It is easy to see that the tornado is the most horrible event. Fortunately, fatalities only takes a small portation of casualties among all these events.
p1 <- ggplot(data = top.harm, aes(x = EVTYPE, y = COUNT, fill = TYPE))
p1 + geom_bar(stat = "identity") + theme(axis.text.x = element_text(angle=90,
vjust=0.5, hjust=1)) + ggtitle("Top 10 Harmful Events") + labs(x = "EVENT", y =
"Total Numbers of Fatalities and Injuries")
The figure below shows the top 10 eonomic damage events, consisted with properties and crops. Flood causes the highest total damage, then followed by hurricane/typhoon, tornado and so on. Properties damage take a huge proportion in the total loss for most of those events, where drought, river flood and ice storm are the exception as shown on the plot.
p2 <- ggplot(data = top.dmg, aes(x = EVTYPE, y = VALUES, fill = DAMAGE.TYPE))

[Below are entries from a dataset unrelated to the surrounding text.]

PR #11596, opened 2026-08-06
Fix defaulted subclass type specialization

rchiodo:
## Summary

Generic class values remain unspecialized so they can still be subscripted, while their `typeForm` records the default-specialized type. During `type[...]` assignability, Pyright was building the inheritance chain from that unspecialized class value, so absent source type arguments were treated permissively and a defaulted subclass could be accepted through the wrong specialization.

When every retained class type parameter has an explicit, non-gradual default, specialize the temporary source used for class assignability with `specializeWithDefaultTypeArgs`. The normal variance-aware type-argument comparison then rejects incompatible `type[...]` specializations. Classes with defaultless parameters, or defaults that resolve to top-level `Any`, `Unknown`, a gradual callable, or a gradual unpacked tuple, retain their existing unspecialized inference behavior. Structurally concrete defaults such as `tuple[Any, ...]` remain enforceable.

## Coverage

Add the `generics_defaults_specialization.py` conformance case: bare `Child` is accepted as `type[Child[str]]` and rejected as `type[Child[int]]` when the retained base type parameter defaults to `str`.

Add realistic framework and library coverage for:

- registries and factories storing `type[Subclass[...]]`
- partial specialization with a leading non-defaulted parameter
- multi-level and multiple-inheritance subclass forwarding
- aliases, explicit specialization, runtime class subscription, and constructor inference
- invariant and covariant defaulted parameters
- direct and transitive `Any`, unions containing `Any`, gradual `ParamSpec` and `TypeVarTuple` defaults, and defaultless/`Unknown` inference
- nested structural defaults containing `Any`, including a psycopg-style `Cursor[tuple[Any, ...]]`
- the real-world gradual `ctypes.py_object[Any]` counterexample

## mypy_primer audit

All eight shards completed successfully on `d72de0181`.

- **SymPy:** 38,394 -> 38,220 errors (net -174). The artifact contains 228 removed and 54 added diagnostic headers: 47 same-location text replacements, 181 pure removals, and 7 pure additions. Temporary class-name tracing found `ctypes.py_object` as the only eligible bare defaulted class reached in SymPy; its direct `Any` default is skipped by the final guard, so these sites have no semantic path through the new specialization. Classified as unrelated primer/run diagnostic churn, not a regression.
- **psycopg:** four added assignments for sync/async cursor and server-cursor factories. Their retained default is the structurally concrete `TupleRow = tuple[Any, ...]`; these are expected corrections because a bare `Cursor[TupleRow]` is not valid for every connection `Row`.
- **scikit-learn:** two same-diagnostic ndarray rendering replacements with no count change; benign text churn.
- **All other projects:** no deltas; shards 2-7 were empty.

## Precision regression report

- Failure classification: **B - Pyright limitation**
- Relevant typeshed commit: **N/A**
- Precision regressions: **none**
- Mitigation: concrete defaults are enforced only for exact bare class values whose retained parameters all have explicit, non-gradual defaults. Defaultless and gradual defaults preserve prior inference rather than materializing `Unknown` or `Any`.

## Tests

- All 1,184 type-evaluator tests
- `npx jest typeEvaluator5.test typeEvaluator8.test --runInBand --forceExit -t "TypeVarDefault|TypeForm"` (25 tests)
- `npm run build:cli:dev`
- `npm run typecheck`
- `npm run check:eslint`
- `npm run check:prettier`
- Focused CLI checks for the conformance sample, realistic registry/factory sample, `ctypes.py_object`, mixed/defaultless inference, and nested structural `Any` defaults

### DIFF
--- a/packages/pyright-internal/src/analyzer/typeEvaluator.ts
+++ b/packages/pyright-internal/src/analyzer/typeEvaluator.ts
@@ -24320,9 +24320,19 @@ export function createTypeEvaluator(
             }
         }
 
-        // A class value remains unspecialized so it can be subscripted. Apply its
-        // default type arguments when comparing it against a type specialization.
-        if (TypeBase.isInstantiable(srcType) && srcType.props?.typeForm) {
+        // A class value normally remains unspecialized so it can be subscripted.
+        // If every type parameter has an explicit default, apply those defaults
+        // when comparing it against a type specialization. Classes with one or
+        // more defaultless parameters retain their unspecialized behavior, so
+        // this cannot introduce Unknown.
+        if (
+            TypeBase.isInstantiable(srcType) &&
+            srcType.props?.typeForm &&
+            !srcType.priv.typeArgs &&
+            !srcType.priv.includeSubclasses &&
+            srcType.shared.typeParams.length > 0 &&
+            srcType.shared.typeParams.every((typeParam) => typeParam.shared.isDefaultExplicit)
+        ) {
             srcType = specializeWithDefaultTypeArgs(srcType);
         }
 
--- a/packages/pyright-internal/src/analyzer/typeEvaluator.ts
+++ b/packages/pyright-internal/src/analyzer/typeEvaluator.ts
@@ -24322,9 +24322,9 @@ export function createTypeEvaluator(
 
         // A class value normally remains unspecialized so it can be subscripted.
         // If every type parameter has an explicit default, apply those defaults
-        // when comparing it against a type specialization. Classes with one or
-        // more defaultless parameters retain their unspecialized behavior, so
-        // this cannot introduce Unknown.
+        // when comparing it against a type specialization. Classes with defaultless
+        // parameters or defaults that resolve directly to Any or Unknown retain
+        // their unspecialized behavior, so they don't degrade inference.
         if (
             TypeBase.isInstantiable(srcType) &&
             srcType.props?.typeForm &&
@@ -24333,7 +24333,19 @@ export function createTypeEvaluator(
             srcType.shared.typeParams.length > 0 &&
             srcType.shared.typeParams.every((typeParam) => typeParam.shared.isDefaultExplicit)
         ) {
-            srcType = specializeWithDefaultTypeArgs(srcType);
+            const specializedSrcType = specializeWithDefaultTypeArgs(srcType);
+            const specializedTypeArgs =
+                specializedSrcType.priv.typeArgs ??
+                specializedSrcType.priv.tupleTypeArgs?.map((tupleTypeArg) => tupleTypeArg.type);
+            const hasGradualTypeArg = specializedTypeArgs?.some(
+                (typeArg) =>
+                    !!containsAnyOrUnknown(typeArg, /* recurse */ false) ||
+                    (isFunction(typeArg) && FunctionType.isGradualCallableForm(typeArg)) ||
+                    (isUnpackedClass(typeArg) && !!containsAnyOrUnknown(typeArg, /* recurse */ true))
+            );
+            if (hasGradualTypeArg === false) {
+                srcType = specializedSrcType;
+            }
         }
 
         // Is it a structural type (i.e. a protocol)? If so, we need to
--- a/packages/pyright-internal/src/analyzer/typeEvaluator.ts
+++ b/packages/pyright-internal/src/analyzer/typeEvaluator.ts
@@ -24320,6 +24320,12 @@ export function createTypeEvaluator(
             }
         }
 
+        // A class value remains unspecialized so it can be subscripted. Apply its
+        // default type arguments when comparing it against a type specialization.
+        if (TypeBase.isInstantiable(srcType) && srcType.props?.typeForm) {
+            srcType = specializeWithDefaultTypeArgs(srcType);
+        }
+
         // Is it a structural type (i.e. a protocol)? If so, we need to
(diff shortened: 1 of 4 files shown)


StellaHuang95:

packages/pyright-internal/src/analyzer/typeEvaluator.ts
```diff
@@ -24320,6 +24320,12 @@ export function createTypeEvaluator(
             }
         }
 
+        // A class value remains unspecialized so it can be subscripted. Apply its
+        // default type arguments when comparing it against a type specialization.
+        if (TypeBase.isInstantiable(srcType) && srcType.props?.typeForm) {
+            srcType = specializeWithDefaultTypeArgs(srcType);
```
StellaHuang95: > **Issue** · Please address or respond

The matching async evaluator in `packages/pylance-internal/src/analyzer/typeEvaluator.ts` still builds its inheritance chain from an unspecialized `srcType`. Async program mode uses that path, so `Child` can still be accepted as `type[Child[int]]` there. Please mirror this normalization in the async `assignClass` path and cover the scenario with `enableAsyncProgram=true`.

packages/pyright-internal/src/tests/samples/typeVarDefaultClass5.py
```diff
@@ -0,0 +1,23 @@
...
+
+
+class Child(Parent[int, DefaultT]):
+    pass
+
+
+valid: type[Child[str]] = Child
+
+# This should generate an error because Child uses str for DefaultT.
+invalid: type[Child[int]] = Child
```
StellaHuang95, line 39: > **Warning** · Non-blocking recommendation

`specializeWithDefaultTypeArgs` also changes retained parameters without defaults to `Unknown`, but this sample covers only the defaulted-parameter case. Add a defaultless retained-TypeVar case that validates the intended behavior so that path cannot regress unnoticed.

rchiodo: Fixed in db658d94c -- added a defaultless retained-TypeVar case (ChildNoDefault(Parent[int, U]) where U has no default). The retained parameter specializes to Unknown, which is assignable to any specialization, so retained_int/retained_str correctly produce no errors. The targeted TypeVarDefaultClass5 test still passes (1 expected error).

packages/pyright-internal/src/analyzer/typeEvaluator.ts
rchiodo: Not applicable to this repo. This PR targets the standalone microsoft/pyright repository, which does not contain packages/pylance-internal or any async program mode (enableAsyncProgram / IAsyncProgram) -- `grep` finds zero references and no such package exists here. There is a single sync assignClass path, and the normalization added at typeEvaluator.ts:24325 covers it. The sync/async parity concern applies to the pyrx monorepo's vendored copy of Pyright; it does not apply to this upstream repo.

StellaHuang95 (approved):
Approved via Review Center.

StellaHuang95 (approved):
Approved via Review Center.

packages/pyright-internal/src/tests/samples/typeVarDefaultClass5.py
```diff
@@ -0,0 +1,165 @@
...
```
StellaHuang95, line 39: > **Info** · Optional note

The comment misstates the mechanism: `U` has no explicit default, so the `every(isDefaultExplicit)` guard skips `specializeWithDefaultTypeArgs` entirely. Please describe this as retaining the unspecialized class behavior rather than specializing `U` to `Unknown`, so the test documents the path it actually exercises.

StellaHuang95 (approved):
Approved via Review Center.

packages/pyright-internal/src/tests/samples/typeVarDefaultClass5.py
rchiodo: Fixed in 3bfb36f9f — the comment now states that the class remains unspecialized when a retained type parameter has no default. The `every(isDefaultExplicit)` guard skips `specializeWithDefaultTypeArgs` for this case.

packages/pyright-internal/src/analyzer/typeEvaluator.ts
```diff
@@ -24320,6 +24320,34 @@ export function createTypeEvaluator(
             }
```
StellaHuang95, line 24320: > **Issue** · Please address or respond

This changes only the sync evaluator. `packages/pylance-internal/src/analyzer/typeEvaluator.ts` has the corresponding async `assignClass` decision point, which remains unchanged, so defaulted subclass `type[...]` assignability will differ in async Pylance mode. Please mirror this guard there and add async-mode coverage, or document a concrete reason that path is exempt.

rchiodo: Not taking this — this PR is in the standalone `microsoft/pyright` repository, which has exactly one evaluator implementation (`packages/pyright-internal/src/analyzer/typeEvaluator.ts`). There is no `packages/pylance-internal` tree here, and repository-wide searches find no `enableAsyncProgram`, `IAsyncProgram`, `runAsync`, or `runEditModeAsync` symbols. The normalization at `typeEvaluator.ts:24328-24349` therefore covers the only `assignClass` path available in this repository; async Pylance parity must be handled in the separate pyrx repository, not in this PR.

p2 + geom_bar(stat = "identity") + theme(axis.text.x = element_text(angle=90,
vjust=0.5, hjust=1)) + ggtitle("Top 10 Economic Loss Events") + labs(x = "EVENT",
y = "Total Values of Loss")
According to the analysis conducted above, tornado is the most horrible events in terms of injuries and fatalies, while flood has the greatest impact on economy.